Her hair was bedraggled. There was a large red mark on her face. Worse, blood trickled from her nose and mouth. Still worse, when he shifted the pebble’s position, the angle changed and he could see a rope tied around her neck. Firelight danced on her face, but Aric couldn’t tell if it was real, or caused by the fire glowing through the stone.
Rieve was in danger.
And in an instant, Aric’s priorities had changed. He put the pebble back into the water, and again it moved at once to the far side of the bowl. To the northwest, the direction they had just come from.
That had to be its way of showing in which direction to look for Rieve.
They could do nothing until morning. Even if he woke the others, convinced them, traveling at night was too dangerous.
But when the sun rose, he would have some persuading to do.
Rieve had passed on Aric’s warning about the raiders to the rest of her family and their guards.
In the end, it hadn’t helped.
The first thing that happened was that Corlan caught up to them. They saw someone behind them, riding hard. Three of the guards dropped back, ready to deal with whatever threat pursued them. Fortunately, Rieve recognized him before anybody skewered him. His apology was so abject and heartfelt she had no choice but to forgive him. Once he was allowed to join the family, he apologized to Pietrus, and to the rest of them. Pietrus still wasn’t sure what the purpose of the whole voyage was; to him it was just an adventure, and the others were content to let him think that.

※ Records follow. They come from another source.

PR #235, opened 2020-01-31
UI changes

diegogangl:
Hey o/

I'm pushing this one through the review system since it includes some UI changes you might want to discuss.

## Task browser

- Change the tabs name to "Open" and "Next Up" (instead of Active and Workview). I think this is more intuitive, the tabs follow a single convention and they look like a factory line for the life of a task.
open -> next -> closed. This means updating the help/wikis though, so more work for @nekohayo :)

Screenshot from 2020-01-30 21-14-42

## Task editor
- Follow the new HIG guidelines for titles
- Simplify "Mark as Done" to "Done"
- Make it a suggested action (blue button)
- Add some whitespace for the task text
- Make subtasks a bit more subtle and integrated

(updated image here)
Screenshot from 2020-03-10 12-40-58

### DIFF
--- a/GTG/gtk/browser/taskbrowser.ui
+++ b/GTG/gtk/browser/taskbrowser.ui
@@ -437,8 +437,8 @@
                             </child>
                           </object>
                           <packing>
-                            <property name="name">active_view</property>
-                            <property name="title">Active</property>
+                            <property name="name">open_view</property>
+                            <property name="title">Open</property>
                           </packing>
                         </child>
                         <child>
@@ -451,8 +451,8 @@
                             </child>
                           </object>
                           <packing>
-                            <property name="name">work_view</property>
-                            <property name="title">Workview</property>
+                            <property name="name">actionable_view</property>
+                            <property name="title">Actionable</property>
                             <property name="position">1</property>
                           </packing>
                         </child>
--- a/GTG/gtk/editor/taskview.py
+++ b/GTG/gtk/editor/taskview.py
@@ -106,10 +106,12 @@ class TaskView(Gtk.TextView):
         # but set in self.modified)
         self.table = self.buff.get_tag_table()
         # Tag for title
-        self.title_tag = self.buff.create_tag("title", foreground="#007bff",
-                                              scale=1.6, underline=1)
-        self.title_tag.set_property("pixels-above-lines", 10)
-        self.title_tag.set_property("pixels-below-lines", 10)
+        self.title_tag = self.buff.create_tag("title",
+                                              weight=Pango.Weight.ULTRABOLD,
+                                              size_points=20,
+                                              pixels_above_lines=10,
+                                              pixels_below_lines=20)
+
         # Tag for highlight (tags are automatically added to the tag table)
         self.buff.create_tag("fluo", background="#F0F")
         # Tag for bullets
--- a/GTG/gtk/editor/taskview.py
+++ b/GTG/gtk/editor/taskview.py
@@ -43,8 +43,8 @@ separators = [' ', ',', '\n', '\t', '!', '?', ';', '\0', '(', ')']
 # are part of the word
 specials_separators = ['.', '/']
 
-bullet1_ltr = '→'
-bullet1_rtl = '←'
+bullet1_ltr = '→  '
+bullet1_rtl = '  ←'
 
 
 class TaskView(Gtk.TextView):
@@ -98,8 +98,8 @@ class TaskView(Gtk.TextView):
                        'underline': Pango.Underline.SINGLE}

Once the reunion was accomplished, they continued on toward whatever Grandfather’s destination was. Perhaps the distraction of Corlan’s appearance caused the soldiers to let down their guard. Or perhaps they never had a chance.
They rode through an area thick with dark, jagged boulders, piled one on the other as if from some cataclysmic event. From the cover of those rocks, arrows flew, each one finding its target. Four of the six soldiers fell at once. The other two filled their hands with steel, but when a force of raiders rode out from a hidden canyon, the battle was brief and bloody. Corlan tried to fight, and the raiders mistook him for a member of the family and refused to engage him. They simply rode circles around him, isolating him from the rest of the family, then held steel to Mother’s throat and forced him to disarm.